La science française: La grande oubliée des enjeux du pays
Jérôme Fenoglio, Directeur du « Monde » pousea un cri d’alarme vis-à-vis d’une recherche relativement marginalisée dans les débats actuels.( extrait)
Dans le débat public, la recherche figure, certes, comme un passage obligé des programmes de tous les partis. Pour autant, elle n’apparaît que très marginalement dans les confrontations d’idées et d’arguments. L’esquisse de campagne présidentielle qui se dessine ces jours-ci en fournit une illustration confondante.
Un polémiste d’extrême droite, candidat non déclaré, y réécrit sans vergogne le passé ; démonstration par l’obscène de la nécessité d’une science historique qui puisse être opposée aux falsificateurs. D’autres y font régulièrement état de leur angoisse devant les travaux intersectionnels dans quelques facultés de sciences humaines ; signe que leur échelle des périls qui pèsent sur l’enseignement supérieur, et obèrent son avenir, est singulièrement faussée. Certains s’y montrent obsédés par les étrangers qui arrivent, mais beaucoup moins tourmentés par les Français qui partent, comme ces jeunes titulaires d’un doctorat qui finissent par s’expatrier par lassitude d’attendre un poste, ou des moyens à la hauteur de leurs capacités – la Prix Nobel de chimie 2020, Emmanuelle Charpentier, en a fourni un exemple récent.
Globalement, les débats tournent en boucle autour des thèmes, certes non dénués d’enjeux, de la sécurité et de l’identité, à rebours de ce qui vient d’arriver lors des législatives allemandes, où les Verts et les libéraux ont accru leur audience en inscrivant notamment la recherche comme un dossier central de leur campagne. En France, les sciences sont même parfois délibérément écartées de la scène pour que le thème de la laïcité puisse y jouer seul le rôle que les sciences ont pourtant rempli sans faillir depuis leur entrée dans l’ère moderne, il y a plus de trois siècles : opposer l’esprit des Lumières, et la vigueur de leur universalisme, à tous les obscurantismes.
Cet effacement est d’autant plus dommageable que, au-delà de son inscription dans le récit national, la recherche scientifique fournit des éléments essentiels à la vie démocratique. Sa méthode, tant qu’elle est tenue à l’écart des conflits d’intérêts, s’oppose aux fantasmes et aux manipulations. Son expertise donne la mesure des dangers, tels ceux d’une crise climatique qui ne cesse de s’aggraver, ou de la pandémie de Covid qui vient de nous frapper. Son besoin de collaborations larges, souvent internationales, s’oppose aux enfermements locaux. Elle détient ainsi la clé des délibérations qui doivent conduire les citoyens à choisir entre tous les avenirs possibles.
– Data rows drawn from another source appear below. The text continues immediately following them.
PR #1044, opened 2015-10-10
Repo list is not updated when a repo is added #967

### LINKED ISSUE #967: Repo list is not updated when a repo is added
It seems the repo list (given under `Repos`) menu is not updated when a new repo is downloaded by typing the repo in a filter. The same goes for the repo dropdown.

HansNewbie:
Fixes #967

### DIFF
--- a/src/main/java/ui/MenuControl.java
+++ b/src/main/java/ui/MenuControl.java
@@ -353,6 +353,22 @@ public class MenuControl extends MenuBar {
             removeItem.setOnAction(e1 -> onRepoRemove(repoId));
             remove.getItems().add(removeItem);
         }
+
+        remove.getItems().add(new SeparatorMenuItem());
+        MenuItem nonRemovableMsg = new MenuItem("[Non-Removable - In Use]");
+        nonRemovableMsg.setDisable(true);
+        remove.getItems().add(nonRemovableMsg);
+
+        // Supposedly, we would like the menu not to close when the disabled MenuItem-s
+        // below are clicked. But this is a JDK bug; we can use CustomMenuItem.setHideOnClick(false)
+        // if we want to. The bug is that it only works for ContextMenu and not Menu (which
+        // we are using).
+        for (String usedRepoId : currentlyUsedRepos) {
+            MenuItem disabledRemoveItem = new MenuItem(usedRepoId);
+            disabledRemoveItem.setDisable(true);
+            remove.getItems().add(disabledRemoveItem);
+        }
+
     }
 
     private void onRepoRemove(String repoId) {
--- a/src/test/java/unstable/RepositorySelectorTest.java
+++ b/src/test/java/unstable/RepositorySelectorTest.java
@@ -100,16 +100,39 @@ public class RepositorySelectorTest extends UITest {
         assertEquals(4, comboBox.getItems().size());
         assertEquals("dummy4/dummy4", primaryRepo);
 
-        // we check if delete repo works
+        // we check if deleting used repo does not remove it
         click("Repos");
         push(KeyCode.DOWN);
         push(KeyCode.RIGHT);
         push(KeyCode.DOWN);
+        push(KeyCode.DOWN);
+        push(KeyCode.DOWN); // first used repo
+        push(KeyCode.ENTER);
+        PlatformEx.waitOnFxThread();
+        assertEquals(4, comboBox.getItems().size());
+
+        // we check if delete repo works
+        click("Boards"); // trigger clicking "Repos"
+        click("Repos");
+        push(KeyCode.DOWN);
+        push(KeyCode.RIGHT);
+        push(KeyCode.ENTER);
+        PlatformEx.waitOnFxThread();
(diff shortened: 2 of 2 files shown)


src/main/java/ui/MenuControl.java
```diff
@@ -353,6 +353,17 @@ private void updateRepoRemoveList(Menu remove) {
             removeItem.setOnAction(e1 -> onRepoRemove(repoId));
             remove.getItems().add(removeItem);
         }
+
+        // Supposedly, we would like the menu not to close when the disabled MenuItem-s
+        // below are clicked. But this is a JDK bug; we can use CustomMenuItem.setHideOnClick(false)
+        // if we want to. The bug is that it only works for ContextMenu and not Menu (which
+        // we are using).
+        for (String usedRepoId : currentlyUsedRepos) {
+            MenuItem disabledRemoveItem = new MenuItem(usedRepoId + " (in use; non-removable)");
```
lejolly: I don't think the semicolon there looks nice =P

Maybe something shorter like just `(In Use)`?

HansNewbie: I agree, but do you think it will be obvious to user that it is not removable? I mean the visual cue is there but I am not sure if people get it.

lejolly: I should think so? One other option would be to add the `(In Use)` but not disable it, so that when the user clicks on it, it popups up a dialog telling the user why it can't be removed? But that seems even more convoluted. 

Ah, what if, at the very top, you have a disabled menu item that says that repos in use cannot be deleted?

HansNewbie: Would it be nice if I add a separator, which just below it says `(Non-removable)`, and each items behind has `(In Use)`?

lejolly: Ah that would work too.

src/test/java/unstable/RepositorySelectorTest.java
```diff
@@ -100,16 +100,39 @@ public void repositorySelectorTest() {
...
+        push(KeyCode.RIGHT);
+        push(KeyCode.DOWN);
+        push(KeyCode.DOWN);
+        push(KeyCode.DOWN); // first used repo
+        push(KeyCode.ENTER);
+        PlatformEx.waitOnFxThread();
+        assertEquals(4, comboBox.getItems().size());
+
         // we check if delete repo works
+        click("Boards"); // trigger clicking "Repos"
```
HansNewbie: This and below is to trigger the next simulations. Without this, some of them are just skipped. It went undetected since it passes the `assert`. Seems that the framework has a problem with using the same node again (this is also evident in `KeyboardShortcutTests`).

lejolly: So does it work locally?

HansNewbie: With this yes, it works locally. Previously, the test will skip some
commands except the assertion.

HansNewbie:
This has passed all tests locally for more than 3 times.

src/test/java/unstable/RepositorySelectorTest.java
lejolly: Ah ok.

src/main/java/ui/MenuControl.java
```diff
@@ -353,6 +354,22 @@ private void updateRepoRemoveList(Menu remove) {
             removeItem.setOnAction(e1 -> onRepoRemove(repoId));
             remove.getItems().add(removeItem);
         }
+
+        remove.getItems().add(new SeparatorMenuItem());
+        MenuItem nonRemovableMsg = new MenuItem("[Non-Removable]");
```
lejolly: I was wondering if we should just put the `In Use` here so that we don't have to repeat it below?

HansNewbie: so put like `[In User - Non-Removable]` at the top? That's fine with me, too.

src/main/java/ui/MenuControl.java
```diff
@@ -353,6 +354,22 @@ private void updateRepoRemoveList(Menu remove) {
             removeItem.setOnAction(e1 -> onRepoRemove(repoId));
             remove.getItems().add(removeItem);
         }
+
+        remove.getItems().add(new SeparatorMenuItem());
+        MenuItem nonRemovableMsg = new MenuItem("[Non-Removable - In Use]");
```
HansNewbie: This good?

lejolly: Yup.

src/main/java/ui/MenuControl.java
```diff
@@ -18,6 +18,7 @@
 import ui.issuepanel.PanelControl;
 import util.events.*;
 
+import javax.swing.*;
```
lejolly: is this needed?

HansNewbie: Oops. Will remove.

lejolly:
ok if it passes both locally and on travis, it's good to go.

Pour lui permettre de remplir durablement cette mission, encore faut-il lui accorder une protection, des moyens et de la considération. C’est très exactement ce qui est en train de se perdre, en France, si une prise de conscience générale n’impose pas la relance et la sanctuarisation de la recherche comme des objectifs essentiels du prochain quinquennat.